Prompt
In the entries that follow, the lines from the one with "The scroll bar" through the one with "closes #2530" are the ones to write out, exactly and with both ends included. Nothing else should appear.

::: Extracted material

PR #313, opened 2023-12-04
Update ls4-7 band aliases

Ariana-B:
Recently downloaded ls7 l1 c2 scenes crash Landsat packaging during the yaml generation phase due to updated band mappings in new collection. Add missing band aliases to mapping.
Also update github actions in docker workflow, and update pystac and jsonschema versions.


jeremyh:
Thanks for looking into this Ariana!

It looks like the test failures are unrelated to the change. A dependency may have broken:

```
self = <pystac.validation.stac_validator.JsonSchemaSTACValidator object at 0x7fd31a235f40>
schema_uri_map = None

    def __init__(self, schema_uri_map: Optional[SchemaUriMap] = None) -> None:
        if not HAS_JSONSCHEMA:
>           raise ImportError("Cannot instantiate, requires jsonschema package")
E           ImportError: Cannot instantiate, requires jsonschema package
```

dunkgray (dismissed):
looks good

Ariana-B:
@jeremyh tests are passing now

jeremyh (approved):
Looks good — nice work

PR #315, opened 2023-12-15
Contiguity fix

geoscience-aman:
**Background**

Sentinel-2 Level 1C data has a quality issue - “4.5 Striping due to lost source packets (no. 10)”, which is highlighted in ESA's Data Quality Report: 

https://sentinels.copernicus.eu/documents/247904/685211/Sentinel-2_L1C_Data_Quality_Report.pdf/6ad66f15-48ca-4e65-b304-59ef00b7f0e0?version=5.0&t=1625665123197

For example, the black squares in the scene below are missing packets. They appear as low values, generally below a `10,000 X` scaled surface reflectance of ~50. Importantly, these low values fall through the contiguity logic, which asks if the `data > 0` across all bands for a given pixel, but are not usable for any practical purpose, as far as I'm aware.

drawing

**This PR**

This PR adds the functionality to check whether a scene has missing packets and if so, to mark the affected pixels as `nodata (-999)` using ESA's missing packet mask. Based on this fix, the contiguity layer should automatically be updated to mark the missing packet pixels as non-contiguous. 

Additionally, the contiguity layer creation has been updated to include all Sentinel-2 bands, as originally intended.

**Testing**
For the following scenes, `wagl.package()` with default parameters has successfully run to completion. The band images and contiguity layer has been visually inspected to ensure the contiguity logic is being followed as expected.

- [x] Original scene above that was identified as problematic (correctly masked using `.gml` vector mask). https://nbviewer.org/gist/geoscience-aman/9576576892651d45060a736a5136159a
- [x] Post January 2022 scene, when ESA changed the format of their mask from `.gml` to `.jp2`. (https://sentinel.esa.int/web/sentinel/technical-guides/sentinel-2-msi/level-1c/masks)
- [x] Landsat scene (unaffected as expected).
- [x] Multi-granule scene.
- [x] Couple extra random Sentinel-2 scenes.


eodatasets3/wagl.py
```diff
@@ -264,29 +473,39 @@ def _create_contiguity(
...
-                    contiguity = numpy.ones((ds.height, ds.width), dtype="uint8")
-                    geobox = GridSpec.from_rio(ds)
-                elif ds.shape != contiguity.shape:
-                    raise NotImplementedError(
-                        "Contiguity from measurements of different shape"
-                    )
-
-                for band in ds.indexes:
-                    contiguity &= ds.read(band) > 0
+                out_shape = ds.shape
```
jeremyh, line 430: If I'm reading this correctly, this isn't guaranteed to be the correct resolution, as we're iterating _all_ measurements, not just the higher resolution one?

jeremyh: Ah, nevermind. It's skipping the non-res ones above.

eodatasets3/wagl.py
```diff
@@ -121,6 +135,161 @@ def _unpack_products(
...
+    if platform_bool:
+        xml_bool = False if missing_packets_xml(granule) is None else True
+    else:
+        return False
+
+    # Mask only if all are True
+    return True if all([band_bool, platform_bool, xml_bool]) else False
+
+
+def mask_h5(dataset, granule, children):
```
jeremyh: This is low priority, but I'm not a huge fan of passing "children" here as a few stray xml element objects. (this means every function needs knowledge of the xml structure instead of just the function that parses it).

jeremyh (commented):
This looks good! Nice work breaking it into clean, logical functions.

We should add a test case (especially so that something runs the xml logic), and once #316 is merged we can verify that the build passes.

We should still:
1) Hand-verify that the masking looks correct on a dataset (is the nearest-resampling giving correct behaviour?)
2) Allow a fall-back for when the Level 1 zip path (read from the HDF5) no longer exists. Currently people can specify a L1 metadata path but not zip path. (but this is not urgent for this PR)

eodatasets3/wagl.py
```diff
@@ -121,6 +135,161 @@ def _unpack_products(
                     )
 
 
+def missing_packets_xml(granule):
+    """
+    Return children xml document if missing packets and None if not
+    """
+    l1_zip_path = Path(granule.wagl_metadata["source_datasets"]["source_level1"])
+    xml_file_path = Path(
+        granule.source_level1_metadata.accessories["metadata:s2_tile"].path
```
jeremyh, line 149: This is great, I forgot that the metadata gave us the tile path. So it should handle all the various package layouts of S2 automatically, including multi-granule.

geoscience-aman:
Thanks for the feedback @jeremyh and @uchchwhash!

- "Hand-verification" here: https://nbviewer.org/gist/geoscience-aman/9576576892651d45060a736a5136159a 
- Have removed passing xml elements and implemented other feedback.
- Level 1 zip path fallback can be a separate PR.
- May need your help for adding the xml logic test case @jeremyh.

eodatasets3/wagl.py
```diff
@@ -121,10 +133,147 @@ def _unpack_products(
...
+        "8": "7",
+        "8A": "8",
+        "9": "9",
+        "10": "10",
+        "11": "11",
+        "12": "12",
+    }
+    esa_band = band_mapping[dataset.attrs["band_id"]]
+    type, path = mtd_dict[esa_band]
+    mask_string_path = f"{l1_zip_path.name.replace('.zip', '.SAFE')}/{path}"
```
jeremyh: I wasn't sure about this assumption (the inner folder always being named the same as the zip, with a different suffix), but it looks like it's correct for our data:

```
sqlite> select count(*), comparison_result from (
(x1...> SELECT 
(x1...>     files.id,
(x1...>     files.file_path,
(x1...>     granules.offset,
(x1...>     CASE 
(x1...>         WHEN SUBSTR(files.file_path, LENGTH(files.file_path) - LENGTH(SUBSTR(files.file_path, INSTR(files.file_path, 'S2'))) + 1, LENGTH(SUBSTR(files.file_path, INSTR(files.file_path, 'S2'))) - 4) || '.SAFE' = 
(x1...>              SUBSTR(granules.offset, 1, INSTR(granules.offset, '/') - 1)
(x1...>         THEN 'Match'
(x1...>         ELSE 'No Match'
(x1...>     END AS comparison_result
(x1...> FROM 
(x1...>     files
(x1...> JOIN 
(x1...>     granules ON files.id = granules.file_id
(x1...> ) group by 2;
916546|Match
```

eodatasets3/wagl.py
```diff
@@ -121,10 +133,147 @@ def _unpack_products(
...
+    except IndexError:
+        return None
+
+    if msi_data_percentage <= 0.0:
+        return None
+
+    children = root[2][1]
+    return {
+        # Append metadata bandId as key and mask type and path as tuple vals to dict
+        e.attrib["bandId"]: (e.attrib["type"], e.text)
```
jeremyh, line 181: I've found in the scan that some of the mask paths (`e.text` here) don't contain a folder prefix -- they're just the file name of the mask. So I had to add logic for both:

This is what that the scanner does to find it:
```
        for mask_xml_tag in doc_root.findall(".//MASK_FILENAME"):
            mask_file_offset = join(product_root, mask_xml_tag.text)
            # Some scenes seem to just have the file name. Assume it's in the QI_DATA folder.
            if mask_file_offset not in zf.namelist():
                mask_file_offset = join(dirname(tile_md), "QI_DATA", mask_xml_tag.text)
```

The product_root variable is calculated earlier (using the location of the metadata file to determine the folder name inside the zip).

eodatasets3/wagl.py
```diff
@@ -121,10 +133,147 @@ def _unpack_products(
...
+    # Parse tile metadata xml file
+    with zipfile.ZipFile(l1_zip_path, "r") as z:
+        return missing_packets_from_xml(z.read(xml_file_path.as_posix()))
+
+
+def missing_packets_from_xml(xml: bytes):
+    root = Et.fromstring(xml, forbid_dtd=True)
+
+    try:
+        msi_data_percentage = float(root[2][0][1].text)
```
jeremyh: `root[2][0][1]` is too fragile, as documents can differ in their tags and we're assuming here a very specific order of them. It's also not very clear what it's trying to select.

`root.find('.//DEGRADED_MSI_DATA_PERCENTAGE')` is an alternative that will find it by name more explicitly.

... but I'll make a separate PR to update which xml fields we use, because it looks from the scan that the msi percentage wont be adequate.

eodatasets3/wagl.py
```diff
@@ -121,10 +133,147 @@ def _unpack_products(
...
+    except IndexError:
+        return None
+
+    if msi_data_percentage <= 0.0:
+        return None
+
+    children = root[2][1]
```
jeremyh: Similar fragility (depends too much on document structure).

See my code snippet in other comment for an alternative.

eodatasets3/wagl.py
```diff
@@ -121,10 +133,147 @@ def _unpack_products(
...
+    Mask a hdf5 dataset using the gml files provided in the path.
+    """
+    data_array = dataset[:] if hasattr(dataset, "chunks") else dataset
+
+    # Open the .jp2 file
+    sp = f"zip+file://{l1_zip_file.as_posix()}!/{mask_string_path}"
+
+    with rasterio.open(sp) as source_ds:
+        source_layer1 = source_ds.read(3)
+        source_layer2 = source_ds.read(4)
```
jeremyh: Perhaps add a source code comment for what it's trying to do (what 3, 4 are)

eodatasets3/wagl.py
uchchwhash: Do you have a recommendation for some alternative logic that could be more robust?

eodatasets3/wagl.py
geoscience-aman: Do you want me to make your suggested changes, you merge this PR and then you submit a separate PR to update the xml fields?

uchchwhash (approved):

jeremyh (approved):
👍 looks good

eodatasets3/wagl.py
jeremyh: Resolving, fixed in the recent commit

PR #321, opened 2023-12-20
Update S2 L1 tests for masking

jeremyh:
- Expand the test datasets, as the packager now needs to read L1 data files for masks, not just the metadata.
- Support for Sinergise package layouts, to fix the Sinergise tests.
- Skip masks that are too small have data (fiona doesn't like the gml files ESA provides that are null)


geoscience-aman (approved):
Have not tested. Looks okay. Thanks @jeremyh!

PR #2533, opened 2024-01-25
fix: correct multiline textfield padding

### LINKED ISSUE #2530: Scroll bar in multi-line textfields is misaligned
**Describe the bug**
The scroll bar in multi-line textfields should be at the edge of the input field but is currently separated from this edge by some padding.

**To Reproduce**

Image

mstykow:
### Summary of changes

- move scroll bar to edge of input field and apply padding around input element instead

BEFORE:
image

AFTER:
image

closes #2530

Check that both single and multiline textfields have the correct padding.

### DIFF
--- a/src/Frontend/Components/InputElements/TextBox.tsx
+++ b/src/Frontend/Components/InputElements/TextBox.tsx
@@ -2,27 +2,23 @@
 // SPDX-FileCopyrightText: TNG Technology Consulting GmbH <https://www.tngtech.com>
 //
 // SPDX-License-Identifier: Apache-2.0
-import { SxProps } from '@mui/material';
 import MuiBox from '@mui/material/Box';
 import MuiInputAdornment from '@mui/material/InputAdornment';
 import MuiTextField from '@mui/material/TextField';
-import { ReactElement } from 'react';
 
 import { HighlightingColor } from '../../enums/enums';
-import { getSxFromPropsAndClasses } from '../../util/get-sx-from-props-and-classes';
 import { inputElementClasses, InputElementProps } from './shared';
 
 interface TextProps extends InputElementProps {
-  textFieldInputSx?: SxProps;
   minRows?: number;
   maxRows?: number;
-  endIcon?: ReactElement;
+  endIcon?: React.ReactElement;
   multiline?: boolean;
   highlightingColor?: HighlightingColor;
   error?: boolean;
 }
 
-export function TextBox(props: TextProps): ReactElement {
+export function TextBox(props: TextProps) {
   const isDefaultHighlighting =
     props.highlightingColor === HighlightingColor.LightOrange ||
     props.highlightingColor === undefined;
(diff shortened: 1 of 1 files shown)


src/Frontend/Components/InputElements/TextBox.tsx
```diff
@@ -33,24 +29,30 @@ export function TextBox(props: TextProps): ReactElement {
...
         disabled={!props.isEditable}
         error={props.error}
-        sx={textBoxSx}
+        sx={{
+          ...(props.isHighlighted ? highlightedStyling : {}),
+          ...inputElementClasses.textField,
+        }}
         label={props.title}
         InputProps={{
+          slotProps: {
```
alexzurbonsen, line 43: Seems logical and all works nicely. But I couldn't find this in the documentation (https://mui.com/material-ui/api/outlined-input/) Do you have a link for reference maybe?

src/Frontend/Components/InputElements/TextBox.tsx
```diff
@@ -2,27 +2,23 @@
...
 import MuiInputAdornment from '@mui/material/InputAdornment';
 import MuiTextField from '@mui/material/TextField';
-import { ReactElement } from 'react';
 
 import { HighlightingColor } from '../../enums/enums';
-import { getSxFromPropsAndClasses } from '../../util/get-sx-from-props-and-classes';
 import { inputElementClasses, InputElementProps } from './shared';
 
 interface TextProps extends InputElementProps {
-  textFieldInputSx?: SxProps;
```
alexzurbonsen, line 16: This prop was unused?

src/Frontend/Components/InputElements/TextBox.tsx
```diff
@@ -2,27 +2,23 @@
...
   minRows?: number;
   maxRows?: number;
-  endIcon?: ReactElement;
+  endIcon?: React.ReactElement;
```
alexzurbonsen, line 15: Why is it preferred to take these from a global namespace? My IDE complains mildly if I do this.

alexzurbonsen (approved):

src/Frontend/Components/InputElements/TextBox.tsx
mstykow: yes

src/Frontend/Components/InputElements/TextBox.tsx
mstykow: because it saves an import and thus also javascript lines of code. if the IDE is complaining, then it's not correctly configured to honor the global react namespace.

src/Frontend/Components/InputElements/TextBox.tsx
mstykow: https://mui.com/material-ui/api/input/#input-prop-slotProps

src/Frontend/Components/InputElements/TextBox.tsx
alexzurbonsen: With IDE is complaining I mean, that it is complaining about the usage of a global namespace. Apparently, it is configured to not appreciate that. It does recognize the variable though.

src/Frontend/Components/InputElements/TextBox.tsx
alexzurbonsen: Thanks!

::::::

Response to this task
The scroll bar in multi-line textfields should be at the edge of the input field but is currently separated from this edge by some padding.

**To Reproduce**

Image

mstykow:
### Summary of changes

- move scroll bar to edge of input field and apply padding around input element instead

BEFORE:
image

AFTER:
image

closes #2530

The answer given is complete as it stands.